Past research has shown that the inclusion of pictures as examples in design problem solving fosters designers’ propensity to adhere to those examples, a phenomenon known as design fixation. In this exploratory study, we examined whether individual differences in learning tendencies during concept building might underlie one’s susceptibility to design fixation. We hypothesized that an exemplar-based learning approach, as reflected in brain activity patterns, would amplify the impact of the examples in design problems by heightening the prominence of specific design features over the abstract relationships that bind them. Conversely, an abstraction-based learning approach might prioritize the abstract design rules governing example designs, providing protection from adhering to specific design features of the example and thus, design fixation. To test these hypotheses, mechanical engineering students participated in two experimental sessions.

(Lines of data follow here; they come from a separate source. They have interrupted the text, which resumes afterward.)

PR #1172, opened 2024-05-24
fix: Gossip channels are now bytes, no dropped messages

kentquirk:

- Gossip channels are arbitrary strings and don't really need to be; we have only a few of them. Instead, you can use your string name to create a numeric channel and put that on the messages. Because we need different instances to use the same channel IDs, we still use constants for the string IDs. We can build IDs on the fly (and do when we're standalone) but in Redis we expect the constants to be used. 

- Define Channel type
- Adjust how messages are built and used
- Fix the places they were used
- Use constants
- Debug tests

### DIFF
--- a/internal/gossip/gossip_inmem.go
+++ b/internal/gossip/gossip_inmem.go
@@ -12,7 +12,8 @@ import (
 type InMemoryGossip struct {
 	Logger        logger.Logger `inject:""`
 	gossipCh      chan []byte
-	subscriptions map[string][]chan []byte
+	subscriptions map[Channel][]chan []byte
+	channels      map[string]Channel
 
 	done chan struct{}
 	mut  sync.RWMutex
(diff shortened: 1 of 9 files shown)


internal/gossip/gossip_inmem.go
```diff
@@ -67,19 +60,19 @@ func (g *InMemoryGossip) Start() error {
...
-					select {
-					case ch <- msg.data:
-					default:
-						g.Logger.Warn().WithFields(map[string]interface{}{
-							"channel": msg.key,
-							"msg":     string(msg.data),
-						}).Logf("Unable to forward message")
-					}
-				}
+				chans := g.subscriptions[msg.Channel()]
```
VinozzZ, line 65: Should we copy the slice here as well?

internal/gossip/gossip_redis.go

The first session involved completing a learning task and multiple behavioral assessments; in the second session, they underwent a functional magnetic resonance imaging scan (fMRI), while completing learning and two design tasks using a sketching tablet compatible with the imaging environment. Participants’ thought processes during task completion were captured through simultaneous verbal protocols during the scans. A classification of design events via verbal protocol analysis using the Function, Behavior, Structure (FBS) ontology for design, in conjunction with the coding of the designs produced revealed an extensive frontoparietal network of regions associated with the propensity for design fixation. We discuss the importance of adopting a real-world, multimethod approach to quantify design fixation, learning tendencies, and individual differences through diverse neurocognitive assessments.